Paul Marioni is a glass artist, who has pushed the techniques of working with glass to the limit. He explores themes centered on human nature – what we do and why we do it; human identity; heroes and historical moments; multi-cultural issues and spiritualism without religion.

Paul Mariono

 

Joel Philip Myers

Joel Philip Myers developed the technique of “painting” with glass on glass which created an entirely new method of working with blown glass.  His work explores vibrant color, as well as lack of color, in painterly, blown vessels which acquire depth and density through the layering of pieces of glass (or shards) onto the surface during the blowing process.

Joel Philip Myers

 

Judith Schaechter

Judith Schaechter is known for her work in the medium of stained glass.
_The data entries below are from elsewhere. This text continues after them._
PR #19, opened 2025-02-06
feat: add Dockerfile for mcp-grafana

sd2k:
The Docker image uses the SSE transport by default and
exposes port 8000.

### DIFF
--- a/Dockerfile
+++ b/Dockerfile
@@ -1,0 +1,28 @@
+FROM python:3.13-slim AS builder
+COPY --from=ghcr.io/astral-sh/uv:latest /uv /uvx /bin/
+
+# Change the working directory to the `app` directory
+WORKDIR /app
+
+# Install dependencies
+RUN --mount=type=cache,target=/root/.cache/uv \
+  --mount=type=bind,source=uv.lock,target=uv.lock \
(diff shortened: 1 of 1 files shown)


sd2k:
We probably want a GitHub action to push this to the Docker hub too, I'll add that in a separate PR.

Dockerfile
```diff
@@ -0,0 +1,28 @@
...
+ADD . /app
+
+# Sync the project
+RUN --mount=type=cache,target=/root/.cache/uv \
+  uv sync --frozen --no-editable
+
+FROM python:3.13-slim
+
+# Copy the environment, but not the source code
+COPY --from=builder --chown=app:app /app/.venv /app/.venv
```
annanay25, line 23: curious why its better to do it this way?

annanay25 (approved):
lgtm, tested on a macbook

Dockerfile
sd2k: I followed (*cough* copied) the example [here](https://docs.astral.sh/uv/guides/integration/docker/#non-editable-installs). Because we've done a non-editable install, we don't need to include the code itself in the final image, we can just copy the venv directly

annanay25: i see, nice 👍  also helps keep the size of the image small I guess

Her pieces often exhibit elements of parable, and her distorted faces and figures, along with her own self-professed atheism ironically clash with her medium's religious tradition.

Judith Schaechter

 

Paul Stankard

Paul Stankard is interested in integrating mysticism with botanical realism giving the glass organic credibility.  Through his work, he references the continuum of nature, by portraying and exploring the mysteries of seeds, fertility and decay.  The work celebrates the primal beauty of nature on an intimate level, influenced by the poetry of Walt Whitman.

Paul Stankard

 

Lino Tagliapietra

Lino Tagliapietra, born in Italy, began working in a glass factory at age eleven and achieved the rank of maestro by age twenty-one.  In 1979, he was invited to teach at the Pilchuck Glass School, founded by Dale Chihuly.  For the past three decades, he has shared his experience and knowledge of traditional Venetian glassblowing techniques with glass artists around the world.  In the mid-eighties he made the transition from the traditional Venetian master glassblower and glass designer to that of independent studio artist.  He was honored with the JRA Distinguished Educator Award in 2006.

Lino Tagliapietra

 

Jack Wax

 

Jack Wax is an artist who uses glass for all its poetic qualities.  His exemplary technical mastery is never used to demonstrate pure skill but rather to question, probe and challenge what glass can be.  It is this refreshing approach that makes Jack a unique contributor to the field. 

Jack wax

 

Mary Ann "Toots" Zynsky

 

Mary Ann “Toots” Zynsky builds amorphous, glass vessels that defy categorization, her objects inhabiting a region where painting, sculpture, and the decorative arts meet. Zynsky was involved in the early days of the American studio glass movement when she was a student of Dale Chihuly's at the Rhode Island School of Design and at Pilchuck Glass School.